San Tommaso d’Aquino, invece, non accettò la concezione di questi autori della luce come forma prima dei corpi, intesa dunque come forma sostanziale, ma la considerò una qualità.

In conclusione, è interessante ricordare che, per autori come Alistair Crombie (cfr. idem, Robert Grosseteste and the Origins of Experimental Science, 1953), l’origine della scienza galileiana può essere rintracciata proprio nella metafisica della luce, perché essa, in quanto forma e quindi principio d’ordine delle cose e in quanto si propaga secondo regole geometriche (ben definite nei testi medievali), indica una struttura matematica dell’universo.

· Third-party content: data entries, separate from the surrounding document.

PR #1148, opened 2025-02-02
Avoid full vault scan on incremental indexing

zeroliu:
Previously, we added an incremental indexing feature for copilot plus users. On any note update, It generates the excluded file list and checks whether the current file should be updated. This process can take 5 seconds for large vaults and causes the plugin to be unusable in those extreme scenarios. This PR fixes the issue by stopping the generation of included/excluded file lists and matching the current file path against the matching patterns. 

- Added a new `shouldIndexFile` method that checks whether a TFile should be indexed. It consolidates all the custom validation logic that checks `inclusions` and `exclusions`.
- Updated the pattern-matching logic to use native obsidian API when possible.

### DIFF
--- a/src/utils.ts
+++ b/src/utils.ts
@@ -11,7 +11,7 @@ import { MemoryVariables } from "@langchain/core/memory";
 import { RunnableSequence } from "@langchain/core/runnables";
 import { BaseChain, RetrievalQAChain } from "langchain/chains";
 import moment from "moment";
-import { MarkdownView, Notice, TFile, Vault, parseYaml, requestUrl } from "obsidian";
+import { MarkdownView, Notice, TFile, Vault, requestUrl } from "obsidian";
 import { CustomModel } from "./aiParams";
 
 export const getModelNameFromKey = (modelKey: string): string => {
@@ -47,7 +47,7 @@ export async function getNoteFileFromTitle(vault: Vault, noteTitle: string): Pro
 }
 
 /** TODO: Rewrite with app.vault.getAbstractFileByPath() */
-export const getNotesFromPath = async (vault: Vault, path: string): Promise<TFile[]> => {
+export const getNotesFromPath = (vault: Vault, path: string): TFile[] => {
   const files = vault.getMarkdownFiles();
 
   // Special handling for the root path '/'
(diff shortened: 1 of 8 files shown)


tests/utils.test.ts
```diff
@@ -2,14 +2,68 @@ import * as Obsidian from "obsidian";
...
   extractNoteTitles,
-  getFilePathsFromPatterns,
   getNotesFromPath,
   getNotesFromTags,
   isFolderMatch,
   isPathInList,
   processVariableNameForNotePath,
 } from "../src/utils";
 
+// Mock Obsidian's TFile class
```
zeroliu, line 12: need to mock these because of the usage of app.vault.metadataCache

logancyang:
Thanks for fixing this! How did you test it?

zeroliu:
In terms of functionality, I tested inclusion and exclusion with tags, file extension, and single file match with `[[]]`. I observe whether `shouldIndexFile` returns true for the matching file path. I also tested different patterns with a full vault index and verified that the number of files indexed was correct.

In terms of performance, this part gets confusing. I created a vault with 40000 files. I was hoping to see the 5-second delay as described in the issue, but I couldn't reproduce it. As you can see in my screenshot, even after I added `,,,,,,,,,,,` as exclusion patterns that create a number of excluded strings. It still only takes ~40ms to run the file change handler. There must be a scenario that the user is in, but I can't reproduce it. My change shows that the change handler is now consistently faster, so this is still a good PR to merge. I hope it will resolve the reported performance issue, too.

Before:
Screenshot 2025-02-01 at 10 20 10 PM

After:
Screenshot 2025-02-01 at 10 14 53 PM

src/utils.ts
```diff
@@ -82,49 +82,60 @@ export const getNotesFromPath = async (vault: Vault, path: string): Promise<TFil
...
+export function stripHash(tag: string): string {
+  return tag.replace(/^#/, "").trim().toLowerCase();
+}
+
+/**
+ * @param file - The note file to get tags from.
+ * @param vault - The vault to get tags from.
+ * @returns An array of lowercase tags without the hash symbol.
+ */
+export function getTagsFromNote(file: TFile): string[] {
```
logancyang: This is now returning both inline and frontmatter tags, while before it only returns frontmatter tags. 

The reason I only get frontmatter tags is to 

1. Limit the number of notes from tags for custom prompt templating {#tag1, #tags2...} and avoiding overcrowding the context window
2. Have a differentiation between frontmatter tags and inline tags. Consider frontmatter tags a "note-level" property and inline tags as "line/block-level" property.

So this change will affect not only index filtering but also custom prompt processing. Currently, inline tags are used via salient terms during vault search.

Should we put a parameter here to control what tags to return? Such as `frontmatterOnly = true`

zeroliu: Updated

In ogni caso, come conseguenza del pensiero di Grossatesta si ebbe un grande impulso agli studi di ottica.

La metafisica della luce è così un caso esemplare di riconoscimento dell’importanza che la luce riveste nel nostro mondo, nella vita umana e nella nostra stessa conoscenza – e in particolare per quel che riguarda la realtà fisica (caso in cui, per di più, la luce è in stretta relazione con la matematica e la geometria in particolare); un’importanza che sembra anticipare, quantomeno per la rilevanza del ruolo attribuitole, quella odierna. Oggi, non solo la luce ha un ruolo determinante in fisica, astronomia e persino in biologia; ma, senza luce (o senza la possibilità di riceverla), buona parte della ricerca scientifica odierna sarebbe di fatto impossibile.